I don’t make a proper salary, and I have a mortgage and bills to pay every month, so I can’t really afford to have $15 thrown in the trash like that. Additionally, I now had no food for the day as well, so I would have to spend more money. I was pissed. But I kept my composure and approached the boss to mention that he could have made an announcement that he was cleaning the fridge, and I would have gotten my food out of there.

He becomes suddenly enraged, screaming that he isnt going to sift through our disgusting food to read expiration dates. I said to him, “I didn’t ask you to do that. I just thought it would have made sense to make an announcement, since not everyone had old food in there, some of it was obviously new, and not everyone is a slob.”

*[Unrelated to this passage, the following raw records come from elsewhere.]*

PR #2976, opened 2026-07-31
fix(consent): the expiration sweep runs on a Vert.x context, and the gate now checks the property

### LINKED ISSUE #2913: consent expiration sweep has never run — plain @Scheduled method has no Vert.x context (HR000068)
## Symptom

`ConsentExpirationJob` fails on every run in the sandbox:

```
17:05:00 ERROR [ConsentExpirationJob] consent.expiration.sweep FAILED threshold=2026-07-31T17:05:00Z:
java.lang.IllegalStateException: HR000068: This method should exclusively be invoked from a Vert.x
EventLoop thread; currently running on thread 'executor-thread-1'
```

Cron is `0 5 * * * ?` — hourly at HH:05 — so it fails hourly. Observed at the first firing after a
pod start, which is how I ran into it.

## Cause

`sweepExpiredConsents()` is a plain (non-`suspend`) `@Scheduled` method. Quarkus invokes it on a bare
`executor-thread`, which carries no Vert.x context, and `buildSweepPipeline` immediately calls
reactive Panache (`consentRepo.findExpiredActive`).

This is the documented fleet footgun — the same root cause as the `runBlocking`-in-`@Scheduled`
sweep (#2190/#2191/#2194, #2197), reached without `runBlocking`: the method builds a `Uni` and
`subscribe()`s it directly, so the reactive call still starts on the scheduler's thread. The
established fix is a `suspend fun`.

## Consequence

Expired consents are never transitioned out of ACTIVE. `validTo` passing has no effect on stored
state, so a consent that should have lapsed keeps reading as active to anything that inspects the
row rather than re-deriving expiry. For a consent service that is a compliance-relevant gap, not
just a stuck cron.

Worth checking how far it reaches: whether `GET .../active` re-derives expiry (in which case the
live gate is intact and only the projection is stale) or trusts the stored status. I have not
verified that, and it decides the severity.

## Why nobody noticed

The failure is an `ERROR` log inside the subscriber's failure callback. Nothing goes red: the pod
stays ready, the scheduler keeps firing, and the metric for "sweep ran and expired N" is only emitted
on success (and only when `count > 0`). A job that has never once succeeded looks identical to a job
with nothing to do.

That also means the existing guard (`check-no-runblocking-in-scheduled.py`) does not catch this
shape — there is no `runBlocking` here. A guard keyed on "reactive Panache reachable from a
non-suspend `@Scheduled` method" would; a guard keyed on the `runBlocking` spelling will not.

## Fix direction

Make `sweepExpiredConsents` a `suspend fun` and await the pipeline, per the fleet convention.
`StandingOrderExecutionSweepIT` / `LedgerSchedulerVertxContextIT` are the pattern for testing it —
driving the real cron from a `@TestProfile` that re-enables the scheduler, since a test calling the
method directly supplies the very Vert.x context the scheduler does not, and passes against broken
code.

Refs #2749

JiRaska:
Closes #2913

## The defect

`ConsentExpirationJob.sweepExpiredConsents()` was a plain (non-`suspend`) `@Scheduled` method that built a `Uni` and `subscribe()`d it. Quarkus invokes such a method on a bare `executor-thread` carrying no Vert.x context, so the first reactive Panache call threw `HR000068` — hourly, for the life of the service. **The sweep had never once succeeded**: expired consents stayed `ACTIVE` and no `ConsentExpired` event ever reached a consumer (GDPR Art. 17 / PSD2 RTS Art. 10).

## Why the existing gate could not see it

`check-no-runblocking-in-scheduled.py` was keyed on the `runBlocking` **spelling** from #2148/#2187. This defect has no `runBlocking` anywhere. `subscribe()` reads as "hand this off, it runs elsewhere" and does not — the subscription starts on the *caller's* thread, which is the contextless executor-thread.

So the gate now checks the **property**: a `@Scheduled` method that starts reactive work must be `suspend`, or declared to return `Uni<…>` (the other shape Quarkus dispatches on a proper duplicated context — four services already use it, and they are correctly not flagged).

## What the property check found

Two more jobs in the identical shape, both also never having run:

| job | consequence |
|---|---|
| `DeviceTokenSweepJob` (ADR-0135) | no stale push token was ever retired |
| `NotificationOutboxDeadLetterJanitorJob` (ADR-0050 N5) | no DEAD outbox row was ever purged |

Both call `Panache.withTransaction` behind the port, so both threw `HR000068` on every firing. Both fixed the same way.

## Evidence

- **Fail-first, against the real cron.** `ConsentExpirationSweepVertxContextIT` drives the actual scheduler via a `@TestProfile` with a 2-second cron. Against the old shape it fails with the exact error from the issue: `HR000068: This method should exclusively be invoked from a Vert.x EventLoop thread; currently running on thread 'executor-thread-1'` (`failures="1"`). With the fix, green. A test that calls the method *directly* cannot see this — it supplies the very context the scheduler does not, which is why the five existing `ConsentExpirationJobTest` cases were green against broken code the whole time.
- **The gate was validated against a known positive, in both directions.** Reverting `DeviceTokenSweepJob` alone makes it print an `::error` naming that method; with all three fixed it reports `62 @Scheduled method(s) checked … clean.` A stale `nonsuspend_reactive_allowlist` entry is itself a violation, so an exception cannot quietly outlive its reason.
- `ktlintCheck`, `detekt`, `test`, `koverVerify`, `quarkusBuild` green for both services (run sequentially — two Quarkus test suites in parallel collide on port 8081).

## Notes for the reviewer

- The sweep's cron became configurable (`openbank.consent.expiration-cron`, default unchanged at `0 5 * * * ?`) purely so the IT can shrink it, plus `ConcurrentExecution.SKIP` to match the fleet.
- `rules.yaml` gained `no_reactive_from_nonsuspend_scheduled_body` + the new allowlist, so **all 39 OPA bundle generators restamped** — regenerated as the last step before pushing, per the ADR-0029 note. That is the bulk of the diff (~67 of 74 files) and none of it is hand-edited.
- The three `@Suppress("TooGenericExceptionCaught")` are the fleet idiom for a cron that must not die on one bad tick; each carries its reason inline.


JiRaska:
## Independent check: are these three the whole set?

Ran the widened gate from this branch against **unmodified `main`** — the gate script and
`rules.yaml` copied onto a clean `origin/main` worktree, so the only thing under test is the
detection:

```
::error ConsentExpirationJob.kt:45              sweepExpiredConsents
::error DeviceTokenSweepJob.kt:39               sweepStaleTokens
::error NotificationOutboxDeadLetterJanitorJob.kt:42   purgeDeadLetters
check-no-runblocking-in-scheduled: 63 @Scheduled method(s) checked across 1716 main-source
file(s) — VIOLATIONS above.
```

Exactly the three this PR fixes. Good, but that only proves the gate finds what the gate looks
for, so I went after the residual: **the check reads reactive tokens in the method body, and a
scheduler that merely calls an injected port has none.**

Enumerated every non-`suspend`, non-`Uni` `@Scheduled` method on `main` — 12 — and checked the 9
the gate does not flag, one at a time, rather than assuming the gate's silence:

| method | why it is genuinely fine |
|---|---|
| `statement-service.refresh` | returns `Uni<Void>` — the gate's other accepted shape |
| `agent-service.scheduledSweep` | `runBlocking`, deliberately allowlisted (no reactive persistence on its classpath) |
| `agent-service.refresh` | reads the proposals store, which is blocking Agroal JDBC |
| `analytics-sink.scheduled` | allowlisted — drops the reactive stack entirely |
| `audit-service.register` | registers Micrometer gauges, no persistence |
| `libs-runtime.registerWorkflowLiveness` | gauge registration only |
| `pid-service.refresh` | verifies a signed trusted list into an in-memory trust store |
| `ledger-service.onStart` | `@Observes StartupEvent`, not a scheduler |
| `security-scanner.scheduledScan` | the one that needed real checking — see below |

`security-scanner` **does** carry `hibernate-reactive-panache` and a Panache outbox repository, so
"no reactive stack" is not an argument there. But the scheduled path does not reach it:
`SecurityScannerService` is constructed with a `Clock` and nothing else, and `scanAll` is
`java.net.http` probes writing to in-memory maps. The outbox is touched only by
`SecurityOutboxDispatcher` / `SecurityOutboxBacklogGauge`, whose port is `suspend` throughout.

**So the set is complete** — and the one case where the gate's heuristic could have hidden a fourth
instance was resolved by reading the call graph, not by trusting the green.

Worth recording for whoever extends this later: the check's blind spot is real, just currently
unoccupied. A future `@Scheduled fun sweep() { service.doIt() }` whose `doIt` is reactive would
pass. Closing that needs call-graph analysis rather than a token scan, which is a much bigger
change than this PR should carry.

Issue #2872, opened 2026-07-31
No gate proves a service component can boot — five first-second failures shipped to main unnoticed


JiRaska:
## What happened

Rolling campaign-service into the sandbox (#2749) hit **five** independent defects. Every one of
them kills the pod, the sidecar, or the pod's readiness within the first seconds of the process, and
every one was on `main`, merged, with all required checks green.

| # | PR | Symptom | Mechanically detectable from the repo alone? |
|---|----|---------|-----------|
| 1 | #2851 | `secrets "campaign-service" is forbidden` — service missing from the ESO cert-reader `resourceNames` allow-list | **Yes** — the component declares a `KafkaUser` and an ExternalSecret reading it; the Role's allow-list is a separate hand-kept list |
| 2 | #2858 | `Failed to load config value ... analytics.clickhouse-user` — credentials never wired | Partly — a non-Optional `@ConfigProperty` with `defaultValue = ""` and no env supplying it |
| 3 | #2865 | `InactiveBeanException: ReactiveRedisDataSource` — no `quarkus.redis.hosts`, no Redis workload | **Yes** — the service produces `RedisApprovalStore`; every other such service declares the config and ships a Redis |
| 4 | #2865 | `/bundle/rules-data.yaml: merge error` — OPA ran in directory mode with flat mounts | **Yes** — the bundle files are bit-identical to every healthy service's; only the args and mount paths differ from the fleet shape |
| 5 | #2870 | probes on 8085 refused — no `quarkus.management` block | **Yes** — the Deployment probes and the PodMonitor name a port the service config never opens |

Four of the five are pure repo-internal contradictions: two artifacts in this tree disagree, and
nothing compares them.

## Why the existing gates could not catch it

They each check one artifact in isolation. `Validate manifests` lints YAML and runs the governance
scripts; the service build compiles and runs tests; the OPA gate checks bundle drift; the netpol
generator derives edges. Nothing reads a Deployment and the service config *together* and asks
whether the described process could start. Unit tests can't: `@ApplicationScoped` is lazy, the
management interface is disabled under `%test`, and no test constructs the beans whose config is
missing.

So the failure mode is the familiar one — the controls were green about something they never
examined.

## Proposed checks

Cheap and mechanical, in rough order of value per line of script:

1. **Probe/scrape port has a listener.** For each Deployment, collect the ports named by
   `livenessProbe`/`readinessProbe` and by any PodMonitor selecting it; assert the service's
[...]

PR #3009, opened 2026-08-01
fix(ci): gate that the Deployment and the service config name the same ports (#2872)

JiRaska:
> **Corrected after live verification.** The first version of this PR claimed a defect in
> `openbank-customer-edge` and gated on `quarkus.management.enabled`. **Both were wrong.** See
> "What I got wrong" below. The PR is now the gate only; customer-edge is untouched.

## Summary

Adds the gate for the #2872 class — **the Deployment and the service config must name the same
ports**. Rolling campaign-service into the sandbox hit five defects that each kill the pod, the
sidecar or its readiness in the first seconds, all on `main` with every required check green. Four
were pure repo-internal contradictions: two artifacts in this tree disagree and nothing compares them.

This closes the pair behind defect #5.

## Type of change

- [x] fix (bug fix) — CI tooling only, no service code

## Linked issues

Refs #2872

## What I got wrong, and how it was caught

I claimed `openbank-customer-edge` was broken on `main`: it declares `quarkus.management.port: 8085`
with no `enabled: true`, its Deployment probes `/q/health/{live,ready}` on that port, so — I
reasoned — nothing could be listening. I had ruled out `envFrom`, container env, Dockerfile `ENV`,
`application.properties` and a libs-supplied default, and all 40+ other services set `enabled: true`.
The inference looked safe.

It was wrong. Checked against the live pod:

| Evidence | Result |
|---|---|
| Pod status | `2/2 Running`, **0 restarts**, up 9h |
| Deployed image | `sandbox-20e6d235` — built from a commit whose `application.yaml` has **no** `enabled` key |
| `curl 127.0.0.1:8085/q/health/ready` inside the container | **`status: UP`** |

Quarkus 3.38 brings the management interface up from the port declaration alone. There was no defect.

**Two things followed, both fixed here:**

1. **The gate was wrong, not just the prose.** Requiring `enabled: true` would flag any service
   relying on the same implicit behaviour — false positives on correct services, which is how a gate
   stops being read. It now compares *declared* ports and does not re-derive Quarkus's activation
   rules; a gate that models the framework badly is a second, worse copy of it.
2. **The customer-edge change is dropped.** It was not broken, so `fix(customer-edge)` would have cut
   a release for a non-fix and left a false diagnosis in that service's changelog.

The general lesson, which is the reason the original PR asked for this check: exhaustively ruling out
the ways a setting *could* arrive is not the same as observing the system. The one source I could not
enumerate from the repo was the framework's own default behaviour.

## What the gate does

For every Deployment/Rollout under `gitops/components`, each container mapping to an `openbank-*`
module must have every probed and PodMonitor-scraped port **declared** by its own `application.yaml`
(`quarkus.http.port` or `quarkus.management.port`). Scope derives from the committed manifests and
the tree, so a new service is covered the day its component lands.

**No existing gate could catch this class.** `Validate manifests` lints YAML in isolation; the
service build compiles and runs tests; unit tests are structurally blind, because the management
interface is off under `%test` and `@ApplicationScoped` is lazy.

## Re-validated in three directions after the correction

| Case | Expected | Result |
|---|---|---|
| campaign-service with its management block removed (the real defect #5) | red | ✅ red |
| a port-only declaration — customer-edge's actual shape | clean | ✅ clean |
| the real tree, 53 service containers | clean | ✅ clean |

## This is the cheaper half of the trade, and #2872 says so

Measured against that rollout: four static checks like this would have caught **~3 of 17** defects; a
boot smoke test — image + ephemeral Postgres/Redis + the Deployment's env, assert readiness — would
have caught **~8**, including the missing-config and inactive-bean classes this cannot see. I built
the static check because it is verifiable without Docker on a host whose Gradle cache is currently
corrupting artifacts. **The boot test remains the better answer for the rest.**

## Definition of Done

- [x] Gate added, scope derived, validated in both directions — after the correction.
- [x] No service code touched; no generated artifact hand-edited.
- [ ] Unit tests / OpenAPI / Flyway / contract tests — not applicable.
- [ ] Local `./gradlew` — not run (host cache corruption); irrelevant here, this PR adds no Kotlin.

## Security checklist

- [x] No secrets, no new dependency, no `@Suppress`.

## Compliance impact

- [ ] None — CI tooling.

### DIFF
--- a/.github/scripts/check-probe-port-has-listener.py
+++ b/.github/scripts/check-probe-port-has-listener.py
@@ -29,8 +29,10 @@ are not built here):
   * every port named by a `livenessProbe` / `readinessProbe` / `startupProbe`, and
   * every port a `PodMonitor` selecting that workload scrapes
 
-must be opened by the service's own `application.yaml` — `quarkus.http.port`, or
-`quarkus.management.port` when `quarkus.management.enabled` is true.
+must be DECLARED by the service's own `application.yaml` — `quarkus.http.port` or
+`quarkus.management.port`. The check is deliberately about whether the two artifacts name the same
+ports, not about whether Quarkus would bind them: re-deriving the framework's activation rules here
+would just be a second, less accurate copy of them.
 
 Scope is DERIVED: the containers come from the committed manifests and the modules from the tree, so
 a new service is covered the day its component lands. There is no list to keep in step.
@@ -86,16 +88,21 @@ def service_ports(module: str) -> tuple[set[int], list[str]]:
     if isinstance(http_port, int):
         ports.add(http_port)
 
-    management = quarkus.get("management") or {}
-    # Quarkus only binds the management interface when it is explicitly enabled. A `port` with no
-    # `enabled: true` opens nothing — which looks exactly like a correct config at a glance, and is
-    # the shape that made defect #5 invisible in review.
-    if management.get("enabled") is True:
-        mgmt_port = management.get("port")
-        if isinstance(mgmt_port, int):
-            ports.add(mgmt_port)
-    elif management:
-        notes.append(f"{module}: quarkus.management exists but `enabled` is not true — it binds nothing")
+    # Any DECLARED management port counts, with or without an explicit `enabled: true`.
+    #
+    # An earlier version of this gate required `enabled: true` and flagged openbank-customer-edge,
+    # which declares only a port. That was wrong, and it was disproved against the live pod: the
+    # deployed image is built from a commit with no `enabled` key, the pod is 2/2 with zero
+    # restarts, and `/q/health/ready` on 8085 answers UP. Quarkus 3.38 brings the management
+    # interface up without it. Modelling Quarkus's activation rules here would make this gate a
+    # second, worse copy of them — and a gate that is wrong about the framework produces false
+    # positives on correct services, which is how a gate gets ignored.
+    #
+    # Comparing DECLARED ports still catches the defect this exists for: campaign-service had no
+    # `quarkus.management` block at all, so the probed 8085 matched nothing.
+    mgmt_port = (quarkus.get("management") or {}).get("port")
+    if isinstance(mgmt_port, int):
+        ports.add(mgmt_port)
 
     return ports, notes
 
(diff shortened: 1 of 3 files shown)


JiRaska:
## This duplicates #2984, which merged about an hour ago

All five required checks here are green, so nothing in CI will stop this — but `main` already carries a guard doing the same job:

```
main:       .github/scripts/check-probe-port-listener.py       (#2984, merged 04:15Z)
this PR:    .github/scripts/check-probe-port-has-listener.py
```

Same inputs, same comparison, same defect. Both:

- iterate every Deployment/Rollout under `openbank-infra/gitops/`
- for each `openbank-*` container, take the ports named by its probes **and** by any `PodMonitor` selecting that workload
- require each to be declared by the service's own `application.yaml` (`quarkus.http.port` / `quarkus.management.port`)
- cite the same defect: port 8085 probed and scraped while the service config had no `quarkus.management` block, so nothing listened there

Both reference #2872; #2984 also names #2870.

Two parallel agents appear to have solved the same issue independently.

## Why it is worth not just merging anyway

Merging would put **two guards doing the same work** into `Validate manifests`, so both run on every PR in the repo. Beyond the wasted time, it is two places to maintain and two wordings of one rule that will drift — and when they eventually disagree, the disagreement itself becomes the thing someone has to debug.

## What I would check before deciding

I have not compared them line by line, only their stated scope and inputs. Worth a look before closing either:

- **#2984's version is longer** (237 vs 205 lines) and carries a `DELIBERATE LIMITS` section excluding sidecars (`opa`, `flagd`) and non-`openbank-*` workloads, which have no service config to compare against. If this PR's version lacks that, it may flag them.
- Conversely, if this version covers a case #2984's misses, the right move is to fold that case into the merged one rather than keep both.

Either way the reconciliation lands here, since #2984 is already on `main`.

*Found while draining the PR queue — not merging this one for that reason. Everything else about it is green.*

JiRaska:
Closing as superseded — the same gate landed on `main` from a parallel effort:
`.github/scripts/check-probe-port-listener.py`, registered in the new gate manifest as
`probe-scrape-port-has-a-listener` (gitops group, enforced).

It is the same check for the same defect: the Deployment's probes and the PodMonitor name a
management port that the service's `application.yaml` never opens (#2872, #2870). Both
implementations were written from the same campaign-service rollout.

Theirs is the better one to keep — it registers a `--selftest` invocation alongside `--enforce`, so
the gate is falsified on every run rather than only ever having passed. Mine had no equivalent.

The one thing worth carrying over is a finding, not code: the first run of my version flagged
`openbank-customer-edge`, and **that finding was wrong**. Verified against the live pod — 2/2 ready,
0 restarts, `/q/health/ready` answering on 8085 — because Quarkus 3.38 binds the management
interface from the port declaration alone, with no `quarkus.management` block required. Any
implementation of this check that treats a missing `quarkus.management` block as proof of a missing
listener will report that same false positive. Worth confirming against the version on `main`
before trusting a red from it.

JiRaska:
Superseded by check-probe-port-listener.py on main — see above.

PR #3028, opened 2026-08-01
fix(ci): add 38 verification-metadata entries missing on a cold cache

### LINKED ISSUE #3017: verification-metadata.xml misses .pom/.module entries that only a cold-cache resolve needs
## Summary

`gradle/verification-metadata.xml` is missing `.pom` and `.module` metadata entries that only a
**cold-cache** resolve needs. A warm cache never re-verifies them, so the gap is invisible to
every normal build and to CI as it runs today.

**Severity correction.** An earlier revision said a cold-cache build "fails". Today it does
not: `gradle.properties` sets `org.gradle.dependency.verification=lenient`, so a missing entry
is a WARNING and the build goes green. The failure arrives when verification graduates to
strict per ADR-0144. Verified both ways under `-Dorg.gradle.dependency.verification=strict`:
with the entries present `BUILD SUCCESSFUL`, with one removed `BUILD FAILED` on exactly that
artifact.

That makes this lower-urgency but not lower-value: `lenient` is precisely what keeps the gap
invisible until the flag flips, at which point every cold-cache build breaks at once.

Found while trying to build a service image from a fresh Docker layer (#3015, and see #3016 for
why that path exists at all).

## Evidence

First failure, on `:openbank-campaign-service:quarkusGenerateAppModel`:

```
Dependency verification failed for configuration ':openbank-campaign-service:quarkusProdRuntimeClasspathConfigurationPlatform'
  One artifact failed verification: hibernate-platform-7.4.5.Final.pom (org.hibernate.orm:hibernate-platform:7.4.5.Final)
```

This is a genuine absence, not cache corruption. The component block exists but carries only the
`.module` artifact, while the neighbouring `7.4.3.Final` block has both:

```xml
<component group="org.hibernate.orm" name="hibernate-platform" version="7.4.5.Final">
   <artifact name="hibernate-platform-7.4.5.Final.module">   <!-- present -->
   <!-- .pom entry absent -->
```

Adding that one hash — sha256 `81bc3e82…`, validated by cross-checking the downloaded pom against
Maven Central's published `.sha1` (`33ce6db4…`, matched) — moved the build forward and
immediately exposed six more, in the very next module (`:openbank-libs-domain:compileKotlin`):

```
jackson-annotations-2.18.2.module
jackson-base-2.18.2.pom
jackson-bom-2.18.2.pom
jackson-module-kotlin-2.18.2.module
kotlin-reflect-1.8.10.pom
kotlin-reflect-2.1.21.pom
```

Those seven were the visible tip. A cold-cache regeneration of this one service's graph
(empty `GRADLE_USER_HOME`, `-Xmx6g`, `BUILD SUCCESSFUL in 11m53s`) puts the real figure at
**38 missing entries across 31 components**:

| artifact type | missing |
|---|---|
| `.pom` | 19 |
| `.jar` | 11 |
| `.module` | 8 |

**Removed by regeneration: 0** — the additions-only constraint holds at this scope, which matters
given that an earlier fleet-wide attempt live-deleted 1295 valid poms.

An earlier revision of this issue claimed the gap was confined to `.pom`/`.module` metadata
artifacts and that jars were safe because they sit on the path every warm build takes. **That was
wrong** — it generalised from the seven artifacts in the first two failures, and 11 of the 38 are
jars. Do not use that model to scope the fix.

**38 is a lower bound.** It covers `:openbank-campaign-service:quarkusBuild` alone; the fleet
figure is unmeasured. What it does establish is the shape of the work: tens per service rather
than hundreds, and no existing entry needs touching.

## Why this matters beyond #3016

The Dockerfile build is only how it was found. The same failure hits any cold `GRADLE_USER_HOME`:

- a brand-new self-hosted runner, or an ARC pod whose cache volume was recreated
- CodeQL's tracing build, which resolves into its own cache
- a fresh contributor clone

(All of these warn today and fail once strict lands — not the other way round.)

`CLAUDE.md` already records this failure class ("Fresh-cache builds fail dependency-verification
on artifacts nobody has hashed yet"), but as a per-incident workaround. This issue is to close the
gap systematically instead of one artifact at a time.

## Constraints on the fix

The house norm is **additions-only**. A blanket `--write-verification-metadata sha256` rewrites the
whole file: reorder noise, unrelated components, and — measured previously — deletion of legitimate
entries (one earlier attempt live-deleted 1295 valid poms). So:

- regenerate into a **throwaway copy**, diff against the committed file, and apply only the
  **added** components to the original
- `origin="Maven Central"` for hand-added entries (the existing convention: 69 entries already use
  it, vs 5046 `origin="Generated by Gradle"`)
- validate any hand-computed sha256 against Maven Central's published `.sha1` before committing it,
  so a corrupted download cannot be laundered into the gate file

## Acceptance criteria

- [ ] a cold-cache `GRADLE_USER_HOME` build of at least one service completes without a
      dependency-verification failure
- [ ] no existing entry removed or reordered — diff is additions-only
- [ ] a CI job that periodically resolves on a cold cache, so the gap cannot silently reopen
      (without it this regresses the moment a dependency is bumped)

JiRaska:
## What

Adds **38 missing entries** to `gradle/verification-metadata.xml` — 19 `.pom`, 11 `.jar`,
8 `.module`, across 31 components. Nothing is removed or reordered.

## Why

The file is maintained by warm-cache builds. Anything a warm cache does not re-resolve was never
hashed, so a build with an empty `GRADLE_USER_HOME` fails:

```
Dependency verification failed for configuration ':openbank-campaign-service:quarkusProdRuntimeClasspathConfigurationPlatform'
  One artifact failed verification: hibernate-platform-7.4.5.Final.pom (org.hibernate.orm:hibernate-platform:7.4.5.Final)
```

This is a genuine absence, not cache corruption: the `7.4.5.Final` component carried only its
`.module` entry, while the neighbouring `7.4.3.Final` had both `.module` and `.pom`.

Who hits it: a fresh self-hosted runner, an ARC pod whose cache volume was recreated, CodeQL's
tracing build, a new contributor clone.

## How the number was obtained

Measured, not guessed. A cold regeneration of `:openbank-campaign-service:quarkusBuild` against an
empty `GRADLE_USER_HOME` (`BUILD SUCCESSFUL in 11m53s`) produced exactly these 38 additions and
**zero** removals.

Two earlier attempts were discarded, and both are worth knowing about:

- one died on `Java heap space` after 20m35s yet **exited 0**, because the shell chain ended in a
  `cp`. The regenerated file was byte-identical to its input, which reads exactly like "no gap
  found" rather than "the build died"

He starts screaming, “You want your fucking food! Here, here it is.” And proceeds to rip the trash bag out of the can, rip it open, and spill all its contents onto the floor of the kitchen. And this was a completely full, economy-sized trash bag. Then he storms off. His daughter, who witnessed the the incident, now expects me to help her clean up.

So not only am I out my food, but Im supposed to pick up trash now too? I dont think so. I tell her he’s the boss of the company, maybe he can afford to throw food away, but I can’t. And I’m not picking up his mess either.

I tried to be civil, his reaction was just ridiculous. But at least he wound up having to clean his own mess, since he fired the cleaning person the week earlier.

Stupid CoWorkers

I worked in a law office as a “legal assistant,” which I found out apparently means underpaid paralegal. My coworkers and I would write legal documents for the attorneys because the attorneys did not know how to write the documents themselves — they had no clue. They did make feeble attempts at dictation, but it became apparent to us that we were better off just writing them ourselves.